Old problems still plague the electronic medical records industry despite technological advances
Advances in technology, the development of new online resources, and major advances in cybersecurity have enabled many industries to make tremendous strides in their operational efficiencies. Unfortunately, much of the healthcare industry operates like it did in the 1980s when it comes to storing, managing, and sharing Electronic Health Records (EHRs). Many existing EHR platforms have significant interoperability issues that often preclude the management and sharing of records between systems. This is forcing doctors, hospitals, insurance companies, and other healthcare providers to manage records in many ways the way they did 20 years ago. Medical record ownership is fragmented, and healthcare providers still use outdated methods such as faxing and mail to exchange medical records. This inefficiency has created several problems across the board for both healthcare providers and patients.
In my experience, most hospitals, doctor’s offices and healthcare providers are still unable to work with a system of record where a patient’s entire medical history can be viewed, shared and stored with the patient as the primary point of entry. Recent estimates show that interoperability issues between current electronic medical record platforms are costing US hospitals more than $30 billion annuallyand problems caused by delayed or missing recordings lead to misdiagnosis and other errors that cause more than $750 billion in annual losses.

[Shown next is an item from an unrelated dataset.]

PR #22559, opened 2024-06-05
core: correctly format ImagePromptTemplate when used with a _StringImageMessagePromptTemplate (e.g. HumanMessagePromptTemplate)

thdesc:
- Description: When formatting an `ImagePromptTemplate`, only the `url`,  `path` and `detail` variables are used (see the [format](https://github.com/langchain-ai/langchain/blob/3280a5b49b0cd997129d341d1ecc97515593f224/libs/core/langchain_core/prompts/image.py#L45) method). However `inputs` (defined [here](https://github.com/langchain-ai/langchain/blob/3280a5b49b0cd997129d341d1ecc97515593f224/libs/core/langchain_core/prompts/chat.py#L551)) cannot have any of these values, since `url`,  `path` and `detail` are not allowed as `input_variables` in `ImagePromptTemplate` (see [here](https://github.com/langchain-ai/langchain/blob/3280a5b49b0cd997129d341d1ecc97515593f224/libs/core/langchain_core/prompts/image.py#L20)).
By passing the `kwargs` directly, it would allow the correct formatting of the `ImagePromptTemplate`. Here is an example of how it would work:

Problems faced by healthcare providers due to unavailability and difficulties in sharing patient records are common. Repetitive and unnecessary testing occurs when providers are unable to access up-to-date records from EHR systems outside of their own. Administrative staff in medical practices and healthcare facilities face the time-consuming task of tracking down and obtaining a patient’s previous files. And perhaps most importantly, a physician’s ability to properly diagnose and treat a patient in a timely manner is compromised when complete information or a complete medical history is not readily available.

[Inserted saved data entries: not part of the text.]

PR #22563, opened 2024-06-05
core[minor]: Add parent_ids to astream_events API

eyurtsev:
Include a list of parent ids for each event in astream events.


libs/core/langchain_core/tracers/event_stream.py
```diff
@@ -105,6 +106,22 @@ def __init__(
         self.send_stream = memory_stream.get_send_stream()
         self.receive_stream = memory_stream.get_receive_stream()
 
+    def _get_parent_ids(self, run_id: UUID) -> List[str]:
+        """Get the parent IDs of a run (non-recursively) cast to strings."""
+        parent_ids = []
+
+        run_info = self.run_map.get(run_id)
```
nfcampos, line 113: lets us the dotted order string instead?

eyurtsev: created a parent map that should do essentially the same thing

nfcampos (approved):

PR #22573, opened 2024-06-05
multiple: add `stop` attribute

ccurme:


libs/partners/ai21/langchain_ai21/chat_models.py
```diff
@@ -97,6 +99,8 @@ def _default_params(self) -> Mapping[str, Any]:
             "top_k_return": self.top_k_return,
             "n": self.n,
         }
+        if self.stop:
+            base_params["stop_sequences"] = self.stop
```
baskaryan, line 103: unrelated but the check in L126 doesn't do anything, it couldn't be in kwargs

libs/partners/anthropic/langchain_anthropic/chat_models.py
```diff
@@ -492,6 +492,9 @@ class Config:
     max_retries: int = 2
     """Number of retries allowed for requests sent to the Anthropic Completion API."""
 
+    stop: Optional[List[str]] = Field(None, alias="stop_sequences")
```
baskaryan, line 495: can we make the attribute stop_sequences and the alias stop? since stop_sequences is the Anthropic name for it

libs/partners/ai21/langchain_ai21/chat_models.py
```diff
@@ -35,6 +35,8 @@ class ChatAI21(BaseChatModel, AI21Base):
         You can view the options at https://github.com/AI21Labs/ai21-python?tab=readme-ov-file#model-types"""
     num_results: int = 1
     """The number of responses to generate for a given prompt."""
+    stop: Optional[List[str]] = None
```
baskaryan, line 38: same comment about making this stop_sequences and alias stop

ccurme: missed your comments, will add in another PR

It’s a systemic problem, but more patient involvement can help. Here are some ways medical offices can empower and motivate patients to take control of their medical records:
• Prepare and distribute a patient information sheet that clearly explains the process for requesting their records. Make sure patients know what they need to do and how long it will take so they can plan accordingly if they need a record for a specialist visit.
• Have patients sign a HIPAA release form that can be retained to avoid having to sign a new form with each request.

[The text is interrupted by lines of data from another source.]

PR #28505, opened 2024-12-04
core: add new clean up strategy "scoped_full" to indexing

KeiichiHirobe:
~Note that this PR is now Draft, so I didn't add change to `aindex` function and didn't add test codes for my change.
After we have an agreement on the direction, I will add commits.~

`batch_size` is very difficult to decide because setting a large number like >10000 will impact VectorDB and RecordManager, while setting a small number will delete records unnecessarily, leading to redundant work, as the `IMPORTANT` section says. 
On the other hand, we can't use `full` because the loader returns just a subset of the dataset in our use case.

I guess many people are in the same situation as us.

So, as one of the possible solutions for it, I would like to introduce a new argument, `scoped_full_cleanup`.
This argument will be valid only when `claneup` is Full. If True, Full cleanup deletes all documents that haven't been updated AND that are associated with source ids that were seen during indexing. Default is False.

This change keeps backward compatibility.


libs/core/langchain_core/indexing/api.py
```diff
@@ -215,10 +216,6 @@ def index(
      are not able to specify the uid of the document.
 
     IMPORTANT:
-       * if auto_cleanup is set to True, the loader should be returning
```
KeiichiHirobe, line 218: BTW, `auto_cleanup` doesn't exist now.

eyurtsev: This looks incorrectly documented due to a refactor in names.

`auto_cleanup` sounds like `full` mode?

libs/core/langchain_core/indexing/api.py
```diff
@@ -259,6 +256,11 @@ def index(
                        specify a custom vector_field:
                        upsert_kwargs={"vector_field": "embedding"}
             .. versionadded:: 0.3.10
+        scoped_full_cleanup: This argument will be valid only when `claneup` is Full.
```
eyurtsev, line 259: How about we turn this into another clean up mode so we don't introduce another parameter that only works conditionally?

This looks like `cleanup == 'full_scoped'` or something like that.

And we'd document:

1. In the important section -- that full_scoped is a solution to problem w/ batches being a best effort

• Ask patients to provide or update their email address and sign a permission form allowing you to communicate with them via email.
• Interview front office staff to identify issues with the record release process and the types of issues causing delays so you can address them internally and expedite patient request processing.
• Survey patients about their record sharing and management needs and adjust your process accordingly. Try to get a feel for patients’ ability to manage digital files.
• Create a factsheet on the different types of secure document management apps available that patients can use to keep digital copies of their medical records safe and accessible.
• Consider asking patients if they would like a copy of their records emailed after each visit so they can begin compiling a digital archive of their records.
• Create a checklist for patients to organize their own process as they begin tracking their medical records. Add things like listing different doctors and specialists, adding dates of recent visits, lab test results, etc.
Regardless of the platform or user interface, the ability to share health records quickly, easily, and securely will have a tremendous impact on the future of the healthcare industry and its ability to improve patients’ lives.